Quanto ao comentário dela sobre a perfeição cinematográfica, é mesmo curioso. Há filmes dos quais dizemos que parecem teatro. E normalmente gosto de filmes desse género, muito centrados no texto e nos diálogos. Por isso, entendo o que a S. quer dizer, mas não faria essa comparação. Tão perfeito, tão próximo, tão real, tão vivo, só o teatro mesmo.

A magia do teatro ganha ainda maior dimensão numa época em que tudo é visto, lido e ouvido através de ecrãs, em pequenos vídeos, parágrafos curtos, shots de informação ou ficção. O teatro exige um esforço e uma atenção que já não se usam. Os actores constroem a magia noite após noite com os próprios corpos, a própria voz, tudo sem filtros. Num mundo em que tudo nos chega cada vez mais através de filtros e mediado por algoritmos, a experiência crua e nua do palco ganha ainda mais força e sentido.

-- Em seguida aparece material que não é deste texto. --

PR #423, opened 2022-12-07
DEV2-1383 add auto import toggle

yonip23:


yairco1990 (approved):
lgtm
are we sure we want to change the default behavior?

yonip23:
That's what I'm trying to do lol
Will make sure it's true by default of course

yonip23:
@yairco1990 @dimacodota I removed the xml settings file from my machine, restarted the IDE and made sure that the settings panel opens with this checkbox selected, and that the auto import actually works.
This is the new text:
image

dimacodota (approved):
lgtm

PR #3925, opened 2026-07-31
fix: catch OSError in streaming dispatch_command()

Quratulain-bilal:
## Problem

The streaming branch only caught `KeyboardInterrupt` but not `OSError`. If the binary is removed between `shutil.which()` and `subprocess.run()` (TOCTOU race), an `OSError` propagates unhandled.

## Fix

Added `except OSError` handler in both base and copilot streaming dispatch.


mnriem (changes requested):

PR #3926, opened 2026-07-31
fix: log rollback errors instead of silently swallowing them

Quratulain-bilal:
## Problem

`_rollback()` caught and discarded all exceptions during component removal. If a rollback step fails, the user has no indication the rollback was incomplete.

## Fix

Add debug logging so failures are visible.

### DIFF
--- a/src/specify_cli/bundler/services/installer.py
+++ b/src/specify_cli/bundler/services/installer.py
@@ -256,5 +256,5 @@ def _rollback(
         try:
             installer.remove(project_root, component)
         except Exception:  # noqa: BLE001 - best-effort rollback
-            logger.debug("rollback failed for %s: %s", component, exc_info=True)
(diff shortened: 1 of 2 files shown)


mnriem (changes requested):

mnriem:
The logging-format issue from the earlier review is corrected.


This adds debug-only diagnostics rather than normal user-facing reporting of an incomplete rollback, so we’re keeping it as `triage-can-wait`. Please keep that distinction clear in the description.


Before further review, resolve the conflicts with current `main`. Please also state whether AI assistance was used and, if so, include the agent/tool, model, mode/settings, and extent of assistance.


mnriem:
Please resolve conflicts. Probably needs a rebase

mnriem:

PR #3929, opened 2026-07-31
fix(presets): restore core skills instead of deleting them on preset remove

### LINKED ISSUE #3928: [Bug]: Core skills get deleted when preset is removed
### Bug Description

When you remove a preset that override's core commands/skills, the corresponding .github/skills files are deleted - instead, core's skills should still be retained.

### Steps to Reproduce

Repro:

1.) Add pirate speak preset that overrides all the core's commands (for example use the /speckit-preset plugin and prompt to add the preset)
2.) Open the .github\skills folder for your project, and validate the pirate speak skills that are generated
3.) Remove the pirate speak preset (for example use the /speckit-preset plugin and prompt to remove it)
4.) Look at the contents of the .github\skills folder again:
* Expected - All of the core skills should still exist
* Actual - All of the core skills are deleted with removing the pirate speak preset
*
It seems the only way to fix this is to use project init again, to rescaffold the core skills which isn't desirable.

### Expected Behavior

All core skills should still be retained.

### Actual Behavior

All core skills get deleted

### Specify CLI Version

0.15.0

### AI Agent

GitHub Copilot

### Operating System

Windows 11

### Python Version

3.12.10

### Error Logs

```shell

```

### Additional Context

_No response_

chelsealong:
Fixes #3928

## Bug

When a preset that overrides core commands/skills is removed, the corresponding
core skills are deleted instead of being restored — the only way to get them
back is to re-scaffold with `specify init`.

## Root cause

`PresetManager._unregister_skills_in_dir` looks for the original core command
template at `self.project_root / ".specify" / "templates" / "commands"`. That
directory is never populated by `specify init` in a real project — the actual
core command templates live in the bundled `core_pack/commands/` directory
(wheel install) or the repo-root `templates/commands/` tree (source checkout),
exactly like `PresetResolver.resolve_core()` already falls back to via
`_locate_core_pack()` / `_repo_root()`.

Because the lookup always missed, every preset-removal restoration fell
through to the "no core template found" branch and deleted the skill outright.

## Fix

Restoration now falls back to the bundled core_pack/repo-root templates when
the project-local override directory doesn't have the file. This fallback is
gated behind a new `restore_from_bundled_core` flag so the pre-existing "retire
a stale skill because its command now renders as a command file elsewhere"
path (triggered by `ai_skills` mode toggles) keeps its original delete
behavior — it must not resurrect a duplicate skill that a command file has
already superseded.

## Repro (before the fix)

```
specify init --here --integration claude
specify preset add lean --dev presets/lean
ls .claude/skills          # all 10 core skills present
specify preset remove lean
ls .claude/skills          # only 5 remain — specify/plan/tasks/implement/constitution deleted
```

After the fix, all 10 skills are present again, restored with core content
after `specify preset remove lean`.

## Testing

Added `test_skill_restored_on_preset_remove_without_project_core_templates`,
which (unlike the existing `test_skill_restored_on_preset_remove`) does not
pre-seed `.specify/templates/commands` with a fake core file, matching what a
real `specify init` project looks like. Confirmed it fails without the fix
(`AssertionError: Core skill must be restored, not deleted`) via
`git checkout HEAD~1 -- src/specify_cli/presets/__init__.py`, then passes with
the fix restored.

```
$ .venv/bin/python -m pytest tests/test_presets.py -q
526 passed in 7.40s

$ .venv/bin/python -m pytest tests -q
6380 passed, 9 skipped in 396.25s

$ .venv/bin/python -m pytest tests/test_agent_config_consistency.py -q
28 passed in 0.24s

All checks passed!
```

## AI disclosure

This PR was authored primarily by an AI coding agent (Claude Code): it
diagnosed the root cause, implemented the fix, and wrote/verified the
regression test. I reviewed the diff and test output before submitting.

### DIFF
--- a/src/specify_cli/presets/__init__.py
+++ b/src/specify_cli/presets/__init__.py
@@ -3281,6 +3281,8 @@ class PresetManager:
                 if current_source not in owned_sources:
                     continue
 
+            extension_restore = extension_restore_index.get(skill_name)
+
             # Try to find the core command template. Project-local overrides
             # in core_templates_dir take precedence, but that directory is
             # rarely populated — the real core commands ship in the bundled
@@ -3288,9 +3290,17 @@ class PresetManager:
             # (source checkout). Callers that want a genuine restore (a
             # preset was removed outright, not superseded by another
             # renderer) opt into that fallback via restore_from_bundled_core
-            # so the skill is restored instead of deleted (#3928).
+            # so the skill is restored instead of deleted (#3928). An
+            # installed extension providing a core-named command resolves
+            # ahead of bundled core elsewhere, so skip the bundled fallback
+            # when an extension restore exists — otherwise it would win
+            # over the higher-priority extension layer below.
             core_file = core_templates_dir / f"{short_name}.md"
-            if not core_file.exists() and restore_from_bundled_core:
+            if (
+                not core_file.exists()
+                and restore_from_bundled_core
+                and extension_restore is None
+            ):
                 from .. import _locate_core_pack, _repo_root
 
                 _core_pack = _locate_core_pack()
@@ -3343,7 +3353,6 @@ class PresetManager:
                 mutated_names.append(skill_name)
                 continue
 
-            extension_restore = extension_restore_index.get(skill_name)
             if extension_restore:
                 content = extension_restore["source_file"].read_text(encoding="utf-8")
                 frontmatter, body = registrar.parse_frontmatter(content)
--- a/src/specify_cli/presets/__init__.py
+++ b/src/specify_cli/presets/__init__.py
@@ -2157,7 +2157,10 @@ class PresetManager:
             ]
             if dir_core_ext_names:
                 self._unregister_skills_in_dir(
-                    dir_core_ext_names, skills_dir, dir_agent
+                    dir_core_ext_names,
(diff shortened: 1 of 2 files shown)


chelsealong:
Fixed the Windows CI failure: the new test read the restored SKILL.md with `read_text()` (no explicit encoding), which defaults to the platform locale encoding — cp1252 ("charmap") on Windows. The bundled `specify.md` template contains a UTF-8 emoji whose bytes aren't valid cp1252, causing `UnicodeDecodeError` on windows-latest. Now reads with `encoding="utf-8"`, matching how the file is written. Full suite (6380 passed, 9 skipped) and ruff pass locally.

chelsealong:
Addressed the inline review comment: the bundled-core fallback now skips itself when `extension_restore_index` already has an entry for the skill, so an extension-owned skill restores from the extension rather than being replaced by lower-priority bundled core content. Added `test_extension_wins_over_bundled_core_on_preset_remove` (stubs the restore index since the extension command-namespace rules make a genuine end-to-end name collision hard to construct through real manifests); confirmed it fails without the fix. Full suite: 6381 passed, 9 skipped; `ruff check src tests`: all checks passed.

mnriem:
Thank you!

PR #3934, opened 2026-08-01
feat(events): context injection for opencode and JSON-envelope agent hooks

kanfil:
### 🎯 Problem & Motivation

The agent-native runtime events layer (#3704) dispatched event scripts cleanly, but for several agents the script's `stdout` was either discarded or turned into user-facing noise instead of reaching model context:

1. **opencode**: the generated TS plugin called `runEvent` with `stdio: ['pipe', 'inherit', 'inherit']` — `stdout` was inherited by the TUI console, not captured. `session_start` mapped to `session.created` (a lifecycle event with no output channel), and `user_prompt_submit` was not mapped at all.
2. **JSON-protocol agents** (`gemini`, `tabnine`, `qwen`, `devin`, `copilot`, `cursor`): these agents mandate JSON on stdout (`hookSpecificOutput.additionalContext`, `additionalContext`, or `additional_context`). The dispatcher's plain-text `stdout` either failed JSON parsing, was ignored, or (for Gemini/Tabnine) was rendered as user-facing `systemMessage` noise.

This PR adds **first-class context injection** across all 9 event-capable agent integrations.

---

#### 1. opencode Context Injection
- **`session_start`**: remapped from `session.created` to `experimental.chat.system.transform`. Handlers' output is pushed into `output.system` (system-prompt injection, re-applied per LLM request so context survives compaction).
- **Per-sessionID caching**: `experimental.chat.system.transform` fires per LLM turn, but session-start handlers should run once per session. The generated plugin caches handler output by `sessionID` and reuses it on subsequent turns; the cache is evicted on `session.deleted`.
- **Non-session guard**: OpenCode fires `experimental.chat.system.transform` for non-session operations (e.g. agent generation) with no `sessionID`. The plugin guards with `if (!input.sessionID) return;` so session-start handlers don't inject into internal prompts.
- **`user_prompt_submit`**: mapped to `chat.message`. Handlers' output is pushed into `output.parts` as a synthetic `TextPart`.
- **OpenCode Part ID Brand Compliance**: `Part.id` must start with OpenCode's `prt` brand; an invalid ID fails user-part schema validation and crashes the session. The generated plugin derives `base` from `output.parts[last].id` (inheriting `prt` even if OpenCode changes prefixes), falling back to `"prt_"` + ts36 + rand.
- **`runEvent` Output Capture**: `stdio` updated to `['pipe', 'pipe', 'inherit']` with `encoding: 'utf-8'` so `stdout` is captured and returned while `stderr` remains inherited for error visibility.

#### 2. JSON-Envelope Dispatcher Wrapping
Adds `events_context_envelope` mapping to `IntegrationBase` and per-integration classes. The native hook command passes the target envelope as a 5th argument to `.specify/events.py`:

| Integration | `session_start` | `user_prompt_submit` | Other events | Envelope Shape |
|---|---|---|---|---|
| `claude`, `codex` | plain | plain | plain | Passthrough (already inject plain `stdout`) |
| `gemini`, `tabnine` | `hookSpecificOutput` | `hookSpecificOutput` | `suppress` | `{"hookSpecificOutput": {"hookEventName": ..., "additionalContext": ...}}` (suppresses non-injectable events to avoid `systemMessage` noise) |
| `qwen`, `devin` | `hookSpecificOutput` | `hookSpecificOutput` | `suppress` | same |
| `copilot` | `additionalContext` | `additionalContext` | plain | `{"additionalContext": ...}` (top-level) |
| `cursor` | `additional_context` | `suppress` | `suppress` | `{"additional_context": ...}` (top-level, `beforeSubmitPrompt` has no context field) |
| `opencode` | TS plugin | TS plugin | TS plugin | Plugin handles injection directly |

The dispatcher template (`_EVENTS_DISPATCHER_TEMPLATE`) and `resolve_and_run_event_command` parse the 5th argument and wrap non-empty `stdout` in the requested JSON envelope before writing.

#### 3. `hookEventName` in `hookSpecificOutput`
Qwen's hooks spec marks `hookEventName` as mandatory inside `hookSpecificOutput`. The native event name (e.g. `"SessionStart"`, `"UserPromptSubmit"`) is threaded from the integration's `CANONICAL_TO_NATIVE` through `_dispatcher_command` (6th arg) to the dispatcher and included in the JSON output. Applies to all `hookSpecificOutput` agents (Gemini, Tabnine, Qwen, Devin).

#### 4. Dispatcher Positional Arg Alignment
The dispatcher always receives the timeout as the 4th positional argument, even when the caller omits `timeout_seconds` (defaults to 60s). This keeps the argv order (`command event timeout envelope native_event`) aligned so the envelope doesn't land in the timeout slot and silently fall back to plain stdout.

---

### 🧪 Verification

- `uv run python -m pytest tests/integrations/test_events.py tests/integrations/test_integration_opencode.py -v` (107 passed)
- `uv run python -m pytest tests/test_agent_config_consistency.py -q` (28 passed)
- Smoke-tested generated dispatcher script template end-to-end with all envelope options (`plain`, `hookSpecificOutput`, `additionalContext`, `additional_context`, `suppress`).
- Smoke-tested generated opencode TS plugin code output.

### DIFF
--- a/src/specify_cli/events.py
+++ b/src/specify_cli/events.py
@@ -251,7 +251,7 @@ def _resolve_argv(template_path, project_root, ext_id):
     return [str(script_abs), *rest]
 
 
-def _run_inline(command_name, payload, project_root, timeout):
+def _run_inline(command_name, payload, project_root, timeout, envelope="plain"):
     """Resolve and run the event command with stdlib only (no specify_cli)."""
     template_path, ext_id = _find_command_template(command_name, project_root)
     if not template_path:
@@ -269,7 +269,7 @@ def _run_inline(command_name, payload, project_root, timeout):
             cwd=str(project_root),
         )
         if result.stdout:
-            sys.stdout.write(result.stdout)
+            _emit(result.stdout, envelope)
         if result.returncode != 0:
             if result.stderr:
                 sys.stderr.write(result.stderr)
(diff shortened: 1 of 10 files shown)


mnriem (changes requested):

mnriem (approved):

PR #3957, opened 2026-08-03
fix(events): return None for an unparseable script command

marcelsafin:
## Description

The script-command resolver splits the configured command with a bare `shlex.split()`, so a command string with unbalanced quotes (e.g. `command: "run 'oops"`) crashes event dispatch with a raw `ValueError: No closing quotation`. The dispatcher-template twin a few lines up already wraps the very same call in `try/except ValueError` and returns `None` so dispatch falls back cleanly.

**Fix:** wrap the split the same way and return `None`, restoring parity between the two paths. One malformed hook entry no longer takes down dispatch for every other hook.

## Testing

- [x] New regression test `test_unparseable_script_command_returns_none` (fails on main, passes with fix)

## AI Disclosure

### DIFF
--- a/src/specify_cli/events.py
+++ b/src/specify_cli/events.py
@@ -524,7 +524,13 @@ def _resolve_event_command_argv(
     else:
         base = project_root / ".specify"
 
-    tokens = shlex.split(script_cmd, posix=(os.name != "nt"))
+    try:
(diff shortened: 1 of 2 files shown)


mnriem:
Thank you!

PR #3960, opened 2026-08-03
fix(extensions): reject reinstall when a kept config cannot be read

marcelsafin:
## Description

The keep-config rescue branch of `install_from_directory()` reads each preserved config with bare `read_bytes()`/`stat()` calls, so a kept config that cannot be read (permission or I/O error) crashes the reinstall with a raw `OSError`. The sibling symlink guard four lines above already rejects with a `ValidationError` and resolution guidance for exactly the same reason: bytes that cannot be safely rescued must never reach the `rmtree` below.

**Fix:** wrap the read and raise `ValidationError` with guidance (*fix its permissions or remove it, then reinstall*) while `dest_dir` is still untouched, so the preserved bytes are never rescued half-read or lost.

## Testing

- [x] New regression test `test_reinstall_with_unreadable_kept_config_aborts_with_guidance` (fails on main with raw `PermissionError`, passes with fix)

## AI Disclosure

### DIFF
--- a/src/specify_cli/extensions/__init__.py
+++ b/src/specify_cli/extensions/__init__.py
@@ -2186,10 +2186,24 @@ class ExtensionManager:
                         "a regular file or remove it — then reinstall."
                     )
                 if cfg_file.is_file():
-                    stranded_configs[cfg_file.name] = (
-                        cfg_file.read_bytes(),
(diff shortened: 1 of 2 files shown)


mnriem:
Thank you!

PR #3962, opened 2026-08-03
fix(extensions): treat an unreadable staged backup as a conflict

marcelsafin:
## Description

The rescue-retry loop in `install_from_directory()` reads each staged backup with bare `stat()`/`read_bytes()` calls, so a staged config that cannot be read crashes the reinstall with a raw `OSError`. Every sibling read in this path — the live twin four lines below, the packaged baseline check, the mode sidecar — already catches `OSError`.

**Fix:** treat an unreadable staged file like an uncomparable live config: add it to the conflict set so both copies are preserved and the retry aborts with the existing resolution guidance while `dest_dir` is still untouched.

## Testing

- [x] New regression test `test_retry_with_unreadable_staged_config_aborts_and_preserves_both` (fails on main with raw `PermissionError`, passes with fix)

## AI Disclosure

### DIFF
--- a/src/specify_cli/extensions/__init__.py
+++ b/src/specify_cli/extensions/__init__.py
@@ -2093,8 +2093,19 @@ class ExtensionManager:
                         _staged_modes = _loaded_modes
             for staged_name in sorted(staged_names):
                 staged_file = rescue_staging_dir / staged_name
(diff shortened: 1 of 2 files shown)


mnriem:
Thank you!

PR #3963, opened 2026-08-03
fix(events): preserve a non-UTF-8 config.toml on hook install/teardown

marcelsafin:
## Description

`_merge_toml_fragment()` and `_remove_toml_entries()` read the user's `config.toml` (Codex hooks) with bare `read_text()` calls, so a non-UTF-8 (or otherwise unreadable) file crashes `install_integration_events()` and `remove_integration_events()` with a raw `UnicodeDecodeError` — and the merge path **regenerates the file from what it read**, so it would have discarded the user's bytes had it not crashed first. Every JSON merge/remove path already goes through `_load_user_json()`, which skips on an unreadable file precisely to preserve user content (#22).

**Fix:**
- merge: abort and return `False` so the caller skips tracking the untouched file (same S5 contract as `_merge_copilot_json`), leaving the user's bytes intact;
- teardown: skip the cleanup with a warning instead of crashing — the file contains only user content as far as we can tell, and the caller drops the manifest claim either way (S9).

## Testing

- [x] Ran existing tests with `uv sync && uv run pytest` (6,311 passed, 176 skipped)
- [x] Two new regression tests (install with pre-existing non-UTF-8 `config.toml`, teardown after the config was rewritten as non-UTF-8; both fail on main, pass with fix)

## AI Disclosure

### DIFF
--- a/src/specify_cli/events.py
+++ b/src/specify_cli/events.py
@@ -1193,11 +1193,12 @@ def install_integration_events(
                 lines.append(f'timeout = {_native_timeout(integration, cfg.get("timeout", 60) + EVENT_TIMEOUT_BUFFER)}')
                 lines.append('speckit_marker = true')
                 lines.append('')
-        _merge_toml_fragment(config_path, "\n".join(lines))
-        rel = str(config_path.relative_to(project_root))
-        if rel not in manifest.files:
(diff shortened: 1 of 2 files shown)


mnriem:
Thank you!

PR #3964, opened 2026-08-03
fix: add timeout to run_command() to prevent indefinite hangs

Quratulain-bilal:
## Problem

"run_command() utility called subprocess.run() without timeout. If a spawned process hangs, the CLI blocks forever.

## Fix

- Add 	imeout parameter (default 120s)
- Handle subprocess.TimeoutExpired exception
- Remove redundant hasattr(e, 'stderr') check


mnriem (changes requested):

PR #3965, opened 2026-08-03
fix: use logger instead of print() in events.py

Quratulain-bilal:
## Problem

Three error/warning messages in events.py used print(..., file=sys.stderr) instead of the module's existing logger, bypassing logging configuration.

## Fix

Replace print() calls with logger.error()/logger.warning() for consistent logging behavior.


mnriem (changes requested):

PR #3966, opened 2026-08-03
fix: use logger instead of print() in _agent_config.py

Quratulain-bilal:
## Problem

_agent_config.py used print(..., file=sys.stderr) for warnings instead of using the logging module.

## Fix

Add logging.getLogger(__name__) and replace print() with logger.warning(). Remove unused sys import.

### DIFF
--- a/src/specify_cli/_agent_config.py
+++ b/src/specify_cli/_agent_config.py
@@ -1,9 +1,11 @@
 """Agent configuration constants derived from the integration registry."""
 from __future__ import annotations
 
+import logging
 import os
-import sys
 from typing import Any
+
+logger = logging.getLogger(__name__)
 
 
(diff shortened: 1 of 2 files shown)


mnriem (commented):
Address Copilot feedback and fix test & lint errors

mnriem:
This is a logging-consistency change rather than a demonstrated functional fix, so we’re keeping it as `triage-can-wait`.


The specific test mismatch from the earlier review remains: `test_resolve_default_init_integration_invalid_warns_and_falls_back` still checks `captured.err`. Adding a separate `caplog` test does not update that existing assertion. Please address the named test as part of the change.


Please also state whether AI assistance was used and, if so, include the agent/tool, model, mode/settings, and extent of assistance.


mnriem:

PR #99, opened 2024-05-03
update ssa.Slice

visualfc:


internal/runtime/z_slice.go
```diff
@@ -54,4 +54,22 @@ func SliceData(s Slice) unsafe.Pointer {
...
+}
+
+func NewSlice3(base unsafe.Pointer, eltSize, cap, i, j, k int) (s Slice) {
+	if i < 0 || j < i || k < j || k > cap {
+		panic("slice index out of bounds")
+	}
+	s.len = j - i
+	s.cap = k - i
+	if k-i > 0 {
+		s.data = add(base, uintptr(i*eltSize), "i < k <= cap")
```
xushiwei: use c.Advance(ptr, offset)

internal/runtime/z_string.go
```diff
@@ -80,4 +80,14 @@ func CStrDup(s String) *int8 {
 	return CStrCopy(dest, s)
 }
 
+func NewStringSlice(base String, i, j int) String {
+	if i < 0 || j < i || j > base.len {
+		panic("string slice index out of bounds")
+	}
+	if i < base.len {
```
xushiwei, line 87: this `if statement` is not need.

visualfc: ```"hello"[5:]``` return empty string

PR #183, opened 2024-05-15
ssa: builtin print/println

visualfc:


ssa/expr.go
```diff
@@ -1386,6 +1386,42 @@ func (b Builder) BuiltinCall(fn string, args ...Expr) (ret Expr) {
 				}
 			}
 		}
+	case "print", "println":
+		ln := fn == "println"
+		ret.Type = b.Prog.Void()
+		for i, arg := range args {
+			if ln && i > 0 {
+				b.InlineCall(b.Func.Pkg.rtFunc("printsp"), arg)
```
xushiwei: Don't call private func. We will use all public symbols to define runtime spec later.

visualfc: fixed and export print symbols

PR #246, opened 2024-05-29
ssa: update linkname go style

visualfc:
```
// likname:
// - func: pkg.name
// - method: pkg.T.name 
// - method: pkg.(*T).name

// local in pkg name
// - func: name
// - method: T.name 
// - method: (*T).name
```


ssa/type.go
```diff
@@ -479,16 +479,17 @@ func PathOf(pkg *types.Package) string {
 
 // FuncName:
 // - func: pkg.name
-// - method: (pkg.T).name, (*pkg.T).name
+// - method: pkg.(T).name, pkg.(*T).name
```
xushiwei: pkg.T.name

PR #298, opened 2024-06-11
ssa: interface equal

visualfc:


ssa/type_cvt.go
```diff
@@ -128,6 +128,7 @@ func (p goTypes) cvtNamed(t *types.Named) (raw *types.Named, cvt bool) {
 		named.SetUnderlying(tund)
 		return named, true
 	}
+	p.typs[unsafe.Pointer(t)] = unsafe.Pointer(t)
```
xushiwei, line 131: move `p.typs[unsafe.Pointer(t)] = unsafe.Pointer(named)` into `if` statement.

internal/runtime/z_face.go
```diff
@@ -322,4 +325,95 @@ func Implements(T, V *abi.Type) bool {
 	return false
 }
 
+func EfaceEqual(v, u eface) bool {
```
xushiwei, line 328: https://github.com/goplus/llgo/blob/main/internal/abi/type.go#L53

How to use `abi.Type.Equal`?

ssa/type_cvt.go
visualfc: 提前使用 `p.typs[unsafe.Pointer(t)] = unsafe.Pointer(named)` 是为了避免循环定义的问题，所以还需要在未使用时恢复。

PR #337, opened 2024-06-17
readme:lld-17 download on linux

### LINKED ISSUE #336: clang: error: invalid linker name in argument '-fuse-ld=lld'r on Linux/Debian
```bash
root@ef137ede8eb2:~/llgobuild/_demo/concat# llgo run .
clang: error: invalid linker name in argument '-fuse-ld=lld'
```
lld-17 needs to be installed, and it can run normally
```
 apt-get install lld-17
```

luoliwoshang:
Fix #336
brew installs LLVM with its own lld
```bash
brew install llvm@17
❯ which ld.lld 
/opt/homebrew/opt/llvm@17/bin/ld.lld
```
However, `apt-get install --no-install-recommends llvm-17-dev` does not carry this lld，additional downloads are required, Otherwise, the #336 problem will occur

### DIFF
--- a/README.md
+++ b/README.md
@@ -232,6 +232,7 @@ wget -O - https://apt.llvm.org/llvm-snapshot.gpg.key | sudo apt-key add -
 sudo apt-get update  # execute if needed
 sudo apt-get install libgc-dev
 sudo apt-get install --no-install-recommends llvm-17-dev
+sudo apt-get install lld-17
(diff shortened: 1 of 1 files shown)


luoliwoshang:
Already solved in #338

luoliwoshang:
Already solved in #338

O que se pede ao público é também exigente. Dirijam-se a este local, às tantas horas, compareçam a tempo e estejam preparados para duas ou três horas de atenção plena. Para assistir à interpretação de textos muitas vezes complexos, com referências nem sempre evidentes, escritos em épocas e contextos distantes do nosso. O teatro pede-nos disponibilidade física, mental, emocional, tudo ao mesmo tempo.

A Noite da Iguana não é uma peça difícil, nesse sentido. Pouco depois da subida do pano, já estamos imersos no ambiente de languidez e lassidão, ligeiramente devasso, do pequeno hotel na costa mexicana gerido por Maxine, uma viúva recente com desejos. O alvo do desejo é Shannon, ex-padre transformado em guia turístico de senhoras, um alcoólico viciado na angústia e em jovenzinhas menores.

A esta dupla junta-se outra, tão improvável como doce: uma neta e um avô que viajam pelo mundo como artistas ambulantes, ganhando a vida em hotéis. Ela está à beira dos 40, faz aguarelas e caricaturas. Ele tem quase um século e é “o último poeta vivo ainda no activo.”

O que acontece? Quase nada, de facto. Todos buscam companhia, como dizia a canção. Shannon vem à procura de salvação e redenção. Maxine quer alguém que a ajude a gerir o hotel e o desejo. O avô quer criar um último poema. Hannah quer acompanhar o avó até ao fim e depois continuar.

Por vezes, cada um consegue “escapar do exíguo cubículo de si mesmo” e chegar ao outro. Compreendê-lo, ajudá-lo, libertá-lo.

Há uma iguana presa por uma corda que se arrasta debaixo da casa. Quer libertar-se nem que isso a mate.